- The paper demonstrates that simulated DAG benchmarks exhibit varsortability, biasing the evaluation of causal discovery methods.
- The authors reveal that algorithms leveraging marginal variance patterns perform well on synthetic data yet may fail on real-world datasets.
- A simple baseline combining variable sorting and sparse regression underscores vulnerabilities in current causal discovery benchmarking practices.

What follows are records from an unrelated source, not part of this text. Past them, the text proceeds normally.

PR #29598, opened 2025-08-20
BUG: fix for evaluation of random_f and random_standard_cauchy in distributions.c

zuhu2195:
C program does not guarantee the order of evaluation of its operands, as a result if we have a function that returns f1()/f2(),
here f2() may get evaluated first. consider the following program,

```
#include <stdio.h>

/* Dummy bit generator state */
typedef struct {
    int call;
} bitgen_t;

/* Deterministic "random_standard_normal" function */
double random_standard_normal(bitgen_t *bitgen_state) {
    if (bitgen_state->call == 0) {
        bitgen_state->call++;
        return 8.0;   /* first fixed value */
    } else {
        return 2.0;   /* second fixed value */
    }
}

/* Function returning ratio of two standard normals */
double random_ratio(bitgen_t *bitgen_state) {
    return random_standard_normal(bitgen_state) /
           random_standard_normal(bitgen_state);
}

int main(void) {
    bitgen_t state = {0}; /* no randomness */

    double val = random_ratio(&state);
    printf("Deterministic ratio value: %f\n", val);

    return 0;
}
```

here the function random_standard_normal uses bitgen_state struct to evaluate the first and second call, but since C guarantees no order the first call might be f2() which can cause return of 8.0 in f2() and 2.0 in f1() clearly the result returned will be 2.0/8.0 which if 1/4, however if f1() evaluates first result returned will be 8.0/2.0 which is 4.

### DIFF
--- a/numpy/random/src/distributions/distributions.c
+++ b/numpy/random/src/distributions/distributions.c
@@ -470,7 +470,7 @@ double random_chisquare(bitgen_t *bitgen_state, double df) {
 double random_f(bitgen_t *bitgen_state, double dfnum, double dfden) {
   double subexpr1 = random_chisquare(bitgen_state, dfnum) * dfden;
   double subexpr2 = random_chisquare(bitgen_state, dfden) * dfnum;
-  return subexpr1/subexpr2;
+  return subexpr1 / subexpr2;
 }
 
 double random_standard_cauchy(bitgen_t *bitgen_state) {
--- a/numpy/random/src/distributions/distributions.c
+++ b/numpy/random/src/distributions/distributions.c
@@ -476,7 +476,7 @@ double random_f(bitgen_t *bitgen_state, double dfnum, double dfden) {
 double random_standard_cauchy(bitgen_t *bitgen_state) {
   double subexpr1 = random_standard_normal(bitgen_state);
   double subexpr2 = random_standard_normal(bitgen_state);
-  return subexpr1/subexpr2;
+  return subexpr1 / subexpr2;
 }
 
 double random_pareto(bitgen_t *bitgen_state, double a) {
--- a/numpy/random/src/distributions/distributions.c
+++ b/numpy/random/src/distributions/distributions.c
@@ -468,12 +468,15 @@ double random_chisquare(bitgen_t *bitgen_state, double df) {
 }
 
 double random_f(bitgen_t *bitgen_state, double dfnum, double dfden) {
-  return ((random_chisquare(bitgen_state, dfnum) * dfden) /
-          (random_chisquare(bitgen_state, dfden) * dfnum));
+  double subexpr1 = random_chisquare(bitgen_state, dfnum) * dfden;
+  double subexpr2 = random_chisquare(bitgen_state, dfden) * dfnum;
+  return subexpr1/subexpr2;
 }
 
 double random_standard_cauchy(bitgen_t *bitgen_state) {
-  return random_standard_normal(bitgen_state) / random_standard_normal(bitgen_state);
+  double subexpr1 = random_standard_normal(bitgen_state);
+  double subexpr2 = random_standard_normal(bitgen_state);
+  return subexpr1/subexpr2;
 }
 
 double random_pareto(bitgen_t *bitgen_state, double a) {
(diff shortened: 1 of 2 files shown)


mattip:
Makes sense, as [the standard is clear](https://en.cppreference.com/w/c/language/eval_order.html) that order of evaluation is arbitrary. In practice, it would seem to be consistent, but this PR corrects a possible defect.

WarrenWeckesser (approved):
To be clear: the potentially different compiler-dependent behaviors do not mean that the stream of random variates will be incorrect.  Whether the numerator or denominator is evaluated first does not affect the correctness of the calculation.  The behavior being compiler-dependent means that the streams of variates generated by code compiled with different compilers might be different.  But the different streams are both "correct" (in as much as both are numerical approximations of the underlying random process).

Having said that, I agree that it is a good idea to fix the ambiguous order of evaluation.  While in general we can't *guarantee* identical streams across different platforms and compilers, it seems reasonable to remove potential sources of difference when we can.

We already have legacy implementations for the `f` and `standard_cauchy` calculations, so this change only affects the `Generator` methods.

zuhu2195:
The correctness of calculation can be impacted if there is an argument whose state changes from one call to another within the same function. Like bitgen_state in random_f(). I suggest we fix legacy_f and legacy_standard_cauchy as well.

zuhu2195:
I have added another commit for legacy_f and legacy_standard_cauchy, this keeps both the functions in sync and consistent.

WarrenWeckesser:
> The correctness of calculation can be impacted if there is an argument whose state changes from one call to another within the same function. Like bitgen_state in random_f().

The *result* is certainly affected, but in this case either order of evaluation generates a correct random variate.

>  I suggest we fix legacy_f and legacy_standard_cauchy as well.

Generally we don't touch the legacy code; it is considered "frozen". Please revert your changes to `legacy_f` and `legacy_standard_cauchy`.  (Sorry, I should have mentioned that in my previous comment about the legacy code.)

zuhu2195:
ok, will revert it. My platform is NonStop OS and these functions(legacy_f and legacy_standard_cauchy) also seem to affect the output of np.random.f in my case(giving non standard output). Will go with a local fix for legacy functions.

mattip:
We care that the output of `random_f` and `random_standard_cauchy` represent the underlying random distributions. We make efforts to also make the results reproducible across different platforms and compilers, but that is not guaranteed and non-reproducibility does not make the results incorrect.

numpy/random/src/distributions/distributions.c
```diff
@@ -468,12 +468,15 @@ double random_chisquare(bitgen_t *bitgen_state, double df) {
 }
 
 double random_f(bitgen_t *bitgen_state, double dfnum, double dfden) {
-  return ((random_chisquare(bitgen_state, dfnum) * dfden) /
-          (random_chisquare(bitgen_state, dfden) * dfnum));
+  double subexpr1 = random_chisquare(bitgen_state, dfnum) * dfden;
+  double subexpr2 = random_chisquare(bitgen_state, dfden) * dfnum;
+  return subexpr1/subexpr2;
```
jorenham: Maybe we should give them some breathing room

```suggestion
  return subexpr1 / subexpr2;
```

numpy/random/src/distributions/distributions.c
```diff
@@ -468,12 +468,15 @@ double random_chisquare(bitgen_t *bitgen_state, double df) {
...
 }
 
 double random_standard_cauchy(bitgen_t *bitgen_state) {
-  return random_standard_normal(bitgen_state) / random_standard_normal(bitgen_state);
+  double subexpr1 = random_standard_normal(bitgen_state);
+  double subexpr2 = random_standard_normal(bitgen_state);
+  return subexpr1/subexpr2;
```
jorenham:
```suggestion
  return subexpr1 / subexpr2;
```

WarrenWeckesser (approved):

WarrenWeckesser:
Thanks @zuhu2195.

The change is straightforward, but I'll still give it another day or so before merging (unless another dev hits the green button before then).

WarrenWeckesser:
Merged, thanks @zuhu2195.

Expert Analysis: The Challenges of Causal Discovery Benchmarks with Simulated DAGs
The paper "Beware of the Simulated DAG! Causal Discovery Benchmarks May Be Easy To Game" by Reisach et al. examines the limitations of using simulated Directed Acyclic Graphs (DAGs) as benchmarks for causal discovery algorithms. The authors argue that simulation procedures often unintentionally introduce patterns that can be exploited by structure learning algorithms, thereby misleading the assessment of their capabilities.
The authors introduce the concept of "varsortability," which quantifies the likelihood that the marginal variances of variables increase along the causal order in a simulated dataset. They demonstrate that for commonly sampled graphs and model parameters, a high degree of varsortability is observed. This property can explain the superior performance of certain continuous structure learning algorithms in synthetic settings. However, this performance does not necessarily transfer to real-world data, where the same varsortability cannot be assumed unless the data scales are appropriately known or adjusted.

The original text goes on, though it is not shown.